▶ **What you are asked to do**: Go through the material under this sentence. Return every line holding "proposed".
┌──
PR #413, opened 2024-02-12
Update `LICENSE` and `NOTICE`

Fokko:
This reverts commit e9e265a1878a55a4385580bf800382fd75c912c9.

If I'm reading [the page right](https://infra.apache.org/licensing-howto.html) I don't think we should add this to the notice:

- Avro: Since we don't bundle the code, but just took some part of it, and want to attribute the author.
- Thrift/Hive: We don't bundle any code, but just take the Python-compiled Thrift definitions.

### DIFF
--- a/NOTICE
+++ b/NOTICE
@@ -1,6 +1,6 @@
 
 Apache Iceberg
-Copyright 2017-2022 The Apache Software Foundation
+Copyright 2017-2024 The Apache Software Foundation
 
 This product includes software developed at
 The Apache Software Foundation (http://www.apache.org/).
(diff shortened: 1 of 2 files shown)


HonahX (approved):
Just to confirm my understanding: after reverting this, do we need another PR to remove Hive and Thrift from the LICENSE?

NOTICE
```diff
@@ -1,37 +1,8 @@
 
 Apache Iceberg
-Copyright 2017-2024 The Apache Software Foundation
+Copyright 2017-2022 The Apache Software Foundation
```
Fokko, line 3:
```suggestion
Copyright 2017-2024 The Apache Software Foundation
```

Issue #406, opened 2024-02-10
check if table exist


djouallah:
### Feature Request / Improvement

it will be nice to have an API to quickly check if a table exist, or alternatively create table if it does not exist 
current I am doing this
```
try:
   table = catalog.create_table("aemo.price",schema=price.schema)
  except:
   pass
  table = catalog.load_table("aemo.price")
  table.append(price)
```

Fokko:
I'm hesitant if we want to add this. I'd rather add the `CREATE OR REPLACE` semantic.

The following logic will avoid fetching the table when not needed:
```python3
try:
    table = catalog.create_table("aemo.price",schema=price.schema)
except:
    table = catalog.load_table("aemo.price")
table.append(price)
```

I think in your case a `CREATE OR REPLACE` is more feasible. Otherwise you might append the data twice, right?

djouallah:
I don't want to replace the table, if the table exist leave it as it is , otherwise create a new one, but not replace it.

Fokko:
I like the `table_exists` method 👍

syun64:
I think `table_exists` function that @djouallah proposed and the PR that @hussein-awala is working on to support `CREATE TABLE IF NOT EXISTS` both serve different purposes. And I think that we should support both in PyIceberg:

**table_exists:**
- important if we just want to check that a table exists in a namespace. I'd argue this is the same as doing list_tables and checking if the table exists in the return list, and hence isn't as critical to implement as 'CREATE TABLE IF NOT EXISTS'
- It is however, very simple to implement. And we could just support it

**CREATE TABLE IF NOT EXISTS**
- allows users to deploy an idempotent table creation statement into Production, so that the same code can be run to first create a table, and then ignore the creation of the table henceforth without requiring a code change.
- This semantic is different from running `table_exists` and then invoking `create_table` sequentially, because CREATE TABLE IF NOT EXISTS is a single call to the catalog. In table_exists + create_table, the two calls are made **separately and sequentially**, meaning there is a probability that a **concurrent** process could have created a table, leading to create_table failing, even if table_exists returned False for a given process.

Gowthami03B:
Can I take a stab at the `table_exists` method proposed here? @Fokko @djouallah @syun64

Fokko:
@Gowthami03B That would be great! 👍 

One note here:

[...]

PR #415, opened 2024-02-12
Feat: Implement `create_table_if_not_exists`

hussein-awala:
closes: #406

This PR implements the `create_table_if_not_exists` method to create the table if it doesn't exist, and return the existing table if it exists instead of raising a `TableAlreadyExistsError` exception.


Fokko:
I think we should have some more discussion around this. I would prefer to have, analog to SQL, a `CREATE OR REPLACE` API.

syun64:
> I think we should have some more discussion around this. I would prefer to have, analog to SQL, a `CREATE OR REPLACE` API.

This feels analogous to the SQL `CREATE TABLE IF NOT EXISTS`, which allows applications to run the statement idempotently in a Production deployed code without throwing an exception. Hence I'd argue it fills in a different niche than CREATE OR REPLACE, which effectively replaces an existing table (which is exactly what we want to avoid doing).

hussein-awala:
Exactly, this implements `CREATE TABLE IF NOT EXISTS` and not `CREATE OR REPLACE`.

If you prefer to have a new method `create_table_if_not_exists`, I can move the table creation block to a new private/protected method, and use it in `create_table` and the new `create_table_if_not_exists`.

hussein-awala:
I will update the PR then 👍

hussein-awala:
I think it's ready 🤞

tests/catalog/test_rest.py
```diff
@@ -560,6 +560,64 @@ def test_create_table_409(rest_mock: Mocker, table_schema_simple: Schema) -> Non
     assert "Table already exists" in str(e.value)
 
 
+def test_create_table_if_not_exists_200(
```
└──
┌──
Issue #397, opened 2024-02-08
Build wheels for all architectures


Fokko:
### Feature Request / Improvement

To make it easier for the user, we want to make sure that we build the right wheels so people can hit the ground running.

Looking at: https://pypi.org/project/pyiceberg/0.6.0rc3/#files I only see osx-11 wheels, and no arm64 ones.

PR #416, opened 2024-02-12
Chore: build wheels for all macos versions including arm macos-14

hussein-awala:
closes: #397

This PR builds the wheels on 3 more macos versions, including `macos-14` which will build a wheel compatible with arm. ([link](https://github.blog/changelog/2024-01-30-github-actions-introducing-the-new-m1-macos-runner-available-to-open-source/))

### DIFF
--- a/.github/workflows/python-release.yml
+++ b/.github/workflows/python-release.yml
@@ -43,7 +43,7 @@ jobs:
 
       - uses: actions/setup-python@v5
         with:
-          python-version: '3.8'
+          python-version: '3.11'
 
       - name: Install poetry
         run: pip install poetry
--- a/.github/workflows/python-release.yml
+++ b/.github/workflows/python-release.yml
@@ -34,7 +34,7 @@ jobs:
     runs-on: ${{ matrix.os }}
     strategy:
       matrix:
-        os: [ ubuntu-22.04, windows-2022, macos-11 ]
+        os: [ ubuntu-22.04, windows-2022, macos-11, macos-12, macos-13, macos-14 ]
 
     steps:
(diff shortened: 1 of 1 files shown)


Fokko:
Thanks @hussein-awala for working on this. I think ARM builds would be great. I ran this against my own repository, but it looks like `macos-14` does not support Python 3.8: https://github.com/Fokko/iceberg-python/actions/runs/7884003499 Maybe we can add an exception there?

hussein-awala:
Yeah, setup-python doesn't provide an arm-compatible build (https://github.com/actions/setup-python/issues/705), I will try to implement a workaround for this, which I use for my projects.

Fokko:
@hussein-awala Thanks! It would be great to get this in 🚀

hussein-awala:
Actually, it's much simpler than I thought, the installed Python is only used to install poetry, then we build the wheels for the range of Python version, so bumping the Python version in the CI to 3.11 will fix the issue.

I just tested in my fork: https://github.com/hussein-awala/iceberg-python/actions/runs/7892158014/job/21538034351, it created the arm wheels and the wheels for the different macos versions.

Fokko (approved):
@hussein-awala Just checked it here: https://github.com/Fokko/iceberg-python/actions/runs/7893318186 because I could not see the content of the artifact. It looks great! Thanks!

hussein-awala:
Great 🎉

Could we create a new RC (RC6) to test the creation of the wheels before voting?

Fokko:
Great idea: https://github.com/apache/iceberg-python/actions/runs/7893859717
└──
▶ **Response for this exercise**:
I think `table_exists` function that @djouallah proposed and the PR that @hussein-awala is working on to support `CREATE TABLE IF NOT EXISTS` both serve different purposes. And I think that we should support both in PyIceberg:
Can I take a stab at the `table_exists` method proposed here? @Fokko @djouallah @syun64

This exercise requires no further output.